- Born: Syed Abul Kalam Azad 1 October 1951 (age 74)
- Education: University of Dhaka
- Occupation: Teaching
- Years active: 1974 – present

= Syed Abul Kalam Azad =

Bangladeshi academic

Syed Abul Kalam Azad (born 1 October 1951) is a professor and former treasurer of University of Dhaka. He was also the treasurer of the National University, Bangladesh.

==Early life and education==
Azad is from Lakshmipur District of Bangladesh. He was born in 1951 and his father's name is Syed Amin Ullah. He completed his master's degree from University of Dhaka in 1973. He was the student of 1st batch in Department of Marketing.

He completed Master of Business Administration from Western Illinois University, USA. Azad did his Ph.D. in 2015 under the supervision of Professor M.A. Quddus. His topic is "High-Value Agriculture Products in Bangladesh : An Empirical Study on Agro-Business Opportunities and Constraints".

==Academic career==
Syed Abul Kalam Azad is a professor of Department of Marketing in University of Dhaka. He was treasurer of the Dhaka University from 4 February 2006 to 23 January 2009 and National University from 24 March 2002 to 3 February 2006. Azad was the first house tutor of the Muktijoddha Ziaur Rahman Hall. He was the Dean of faculty of Business Studies. He also served as a chairperson of Marketing department from 1989 to 1992.

Azad is currently an academic council member of Jagannath University and former academic council member of East West University and Presidency University, Bangladesh. Azad was the former convenor of Jatiyatabadi Oikya Parishad.
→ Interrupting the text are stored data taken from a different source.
Issue #117, opened 2018-05-25
Ganache shouldn't assume that every transaction with data is a contract call


bordalix:
I think I found a bug, where Ganache assumes that every transaction with data must be a contract call, which forbids to send transactions with data to non-contract accounts.

Imagine I'm sending a transaction from address1 to address2 (both non-contract accounts) with some data on it.

The function [_transactionIsContractCall](https://github.com/trufflesuite/ganache-core/blob/c7a2f69cad6bd8d73a67c300e8eb9816b44d694c/lib/statemanager.js#L849) will return true since the transaction has some data, defining it as a contract call (which is wrong).

On [line 832](https://github.com/trufflesuite/ganache-core/blob/c7a2f69cad6bd8d73a67c300e8eb9816b44d694c/lib/statemanager.js#L832) of the same file, since the **_transactionIsContractCall** function returned true, Ganache will now expects for the transaction to have some code, which it don't (since I'm not calling any function, I'm just sending some Ether to address2), so a new **TXRejectedError** will be raised, rejecting the transaction.

Shouldn't transactions to non-contract accounts be able to send some data?

Here is what the [Yellow Paper](https://ethereum.github.io/yellowpaper/paper.pdf) states on point 4.2:
> 
> There are two types of transactions: those which result in message calls and those which result in the creation of new accounts with associated code (known informally as ‘contract creation’). Both types specify a number of common fields:
> ...
> Additionally, a contract creation transaction contains:
> **init**: An unlimited size byte array specifying the EVM-code for the account initialisation procedure, forma formally Ti.
> ...
> In contrast, a message call transaction contains:
> **data**: An unlimited size byte array specifying the input data of the message call, formally Td.

Is my understanding that the Ethereum protocol doesn't distinguish between message calls to External Owned Accounts (personal accounts) from message calls to Contract Accounts, so we should be able to send data in any message call. And if my understanding is correct, then this behaviour from Ganache should be considered as an incompatibility bug.

guipozo:
I'm trying to send a transaction with some data to an account (not a contract) and i'm receiving:

`Attempting to run transaction which calls a contract function, but recipient address 0x6e2e3accbe4b1320107118147a7cb6f5b689ea2f is not a contract address`.

Ethereum "blocks/disable" transactions (Acc2Acc) with data? It's normal?

davidmurdoch:
[...]

PR #119, opened 2018-05-31
There is no need to check if the recipient of a transaction is a contract or not

bernardpeh:
Everytime ganache sees a "data" field, it assumes that it is trying to call a contract function and that the "to" field must be a contract. This should not be the case.

It should be perfectly fine to do this:

```
web3.eth.sendTransaction({from:web3.eth.accounts[0],to:web3.eth.accounts[1],value:web3.toWei(0.02,“ether”),data:web3.toHex(“hellow world”)})
```

This above snippet below is working in testnet but not in ganache.

### DIFF
--- a/lib/statemanager.js
+++ b/lib/statemanager.js
@@ -810,28 +810,9 @@ StateManager.prototype.createFakeTransactionWithCorrectNonce = function(rawTx, f
       }
     }
 
-    // If we're calling a contract, check to make sure the address specified is a contract address
-    if (_transactionIsContractCall(rawTx)) {
-      self.getCode(to.hex(rawTx.to), 'latest', function(err, code) {
-        if (err) {
-          callback(err);
-        } else if (code === '0x0') {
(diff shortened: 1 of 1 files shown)


benjamincburns:
@bernardpeh Thanks for this. 

I added this check to be helpful in the case where the caller is attempting to call a contract but the contract address is incorrect, but you're correct that in doing so I inadvertently prevented users from sending transactions with arbitrary data.

IIRC, it's possible to check whether the `data` field is formatted a function call. In the case when it is formatted as such, I'd like to keep this check in place. Could you update your PR to handle this?

Also it seems that you didn't run tests before submitting, as this change caused a test to fail. Please be sure to check your changes with `npm test` and update tests as necessary.

benjamincburns:
Going to keep #117 around but since I haven't heard back from @bernardpeh on this one and since it causes numerous test failures I'm going to close in hopes that a better submission comes along.

@bernardpeh if you want to update this to make tests pass please feel free to submit a new PR.

PR #121, opened 2018-06-13
gasPrice should be encoded as rpc quantity hex

erickearns:
go-ethereum code errors as follows when deserializing `eth_gasPrice` response:

`failed to suggest gas price: json: cannot unmarshal hex number with leading zero digits into Go value of type *hexutil.Big`


benjamincburns:
Thanks for the contribution, @erickearns!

He visited Greenwich University, Karachi in Pakistan as a Dean of faculty of Business Studies with a Bangladeshi delegation on 13 June 2001.

==Publications==
- "Retail marketing of grocery products in Dhaka City", was written with Md. Zakir Hossain Bhuiyan, published by Bureau of Business Research, University of Dhaka in 1992.

==Controversies==
 In 2007, RAJUK, development authority of Dhaka, accused Dhaka University authorities to violate the building laws, rules and codes in construction of buildings without approval from RAJUK. Responding to legal obligation of obtaining building approval, Azad said,
"I have never seen that the university authorities took permission from any authority for any construction work."

== See also ==
- Mijanur Rahman, Vice-Chancellor of Jagannath University.